→ DATA SEGMENT:
####################

PR #265, opened 2020-04-24
updated object detector handler to use only default cuda device for torchvision version less then 0.6

### LINKED ISSUE #104: Default object detection handler works only on cuda:0 device in GPU machine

####################

→ WORK ORDER: The answer must consist of each line from the data that includes the string "handler".

→ RESPONSE AREA:
updated object detector handler to use only default cuda device for torchvision version less then 0.6
### LINKED ISSUE #104: Default object detection handler works only on cuda:0 device in GPU machine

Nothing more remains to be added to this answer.